╭──
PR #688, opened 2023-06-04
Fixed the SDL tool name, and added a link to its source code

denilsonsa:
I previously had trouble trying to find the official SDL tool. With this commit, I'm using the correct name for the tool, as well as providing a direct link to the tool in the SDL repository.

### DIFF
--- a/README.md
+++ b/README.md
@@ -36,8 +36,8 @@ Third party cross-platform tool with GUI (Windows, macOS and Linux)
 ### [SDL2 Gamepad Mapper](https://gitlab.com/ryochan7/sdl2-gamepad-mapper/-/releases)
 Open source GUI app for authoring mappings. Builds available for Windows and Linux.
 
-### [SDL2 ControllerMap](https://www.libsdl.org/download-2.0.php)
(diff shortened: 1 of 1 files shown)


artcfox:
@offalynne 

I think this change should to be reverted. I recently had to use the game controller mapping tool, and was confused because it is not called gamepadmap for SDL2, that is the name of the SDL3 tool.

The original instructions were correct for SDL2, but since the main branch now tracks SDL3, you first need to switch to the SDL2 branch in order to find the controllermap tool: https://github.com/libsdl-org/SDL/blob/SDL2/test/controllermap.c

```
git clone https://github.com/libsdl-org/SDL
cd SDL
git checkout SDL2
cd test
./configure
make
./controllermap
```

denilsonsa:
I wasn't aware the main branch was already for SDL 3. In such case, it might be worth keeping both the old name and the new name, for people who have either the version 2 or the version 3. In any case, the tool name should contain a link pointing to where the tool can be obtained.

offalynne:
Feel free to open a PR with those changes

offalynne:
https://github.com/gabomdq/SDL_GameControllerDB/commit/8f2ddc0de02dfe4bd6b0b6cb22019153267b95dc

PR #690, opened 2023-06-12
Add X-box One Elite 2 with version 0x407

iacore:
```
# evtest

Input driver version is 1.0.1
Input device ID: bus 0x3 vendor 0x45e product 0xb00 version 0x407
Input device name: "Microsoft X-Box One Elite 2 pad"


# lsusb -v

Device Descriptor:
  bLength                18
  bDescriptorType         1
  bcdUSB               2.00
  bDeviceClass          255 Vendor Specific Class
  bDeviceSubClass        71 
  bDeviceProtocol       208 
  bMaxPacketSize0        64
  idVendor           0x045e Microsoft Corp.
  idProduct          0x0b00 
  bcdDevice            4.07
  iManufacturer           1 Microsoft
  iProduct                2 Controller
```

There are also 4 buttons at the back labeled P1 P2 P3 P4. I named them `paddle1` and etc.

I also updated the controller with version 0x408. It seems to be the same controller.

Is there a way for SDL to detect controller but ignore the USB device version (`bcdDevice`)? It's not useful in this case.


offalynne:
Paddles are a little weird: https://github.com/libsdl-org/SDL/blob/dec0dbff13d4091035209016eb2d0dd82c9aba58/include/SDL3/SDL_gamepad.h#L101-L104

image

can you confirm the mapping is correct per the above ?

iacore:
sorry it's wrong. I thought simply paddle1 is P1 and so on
╰──
▶ _Task item_
Search the entries for the word "blob" and show every line that has it.

▶ _Problem solution_
The original instructions were correct for SDL2, but since the main branch now tracks SDL3, you first need to switch to the SDL2 branch in order to find the controllermap tool: https://github.com/libsdl-org/SDL/blob/SDL2/test/controllermap.c
Paddles are a little weird: https://github.com/libsdl-org/SDL/blob/dec0dbff13d4091035209016eb2d0dd82c9aba58/include/SDL3/SDL_gamepad.h#L101-L104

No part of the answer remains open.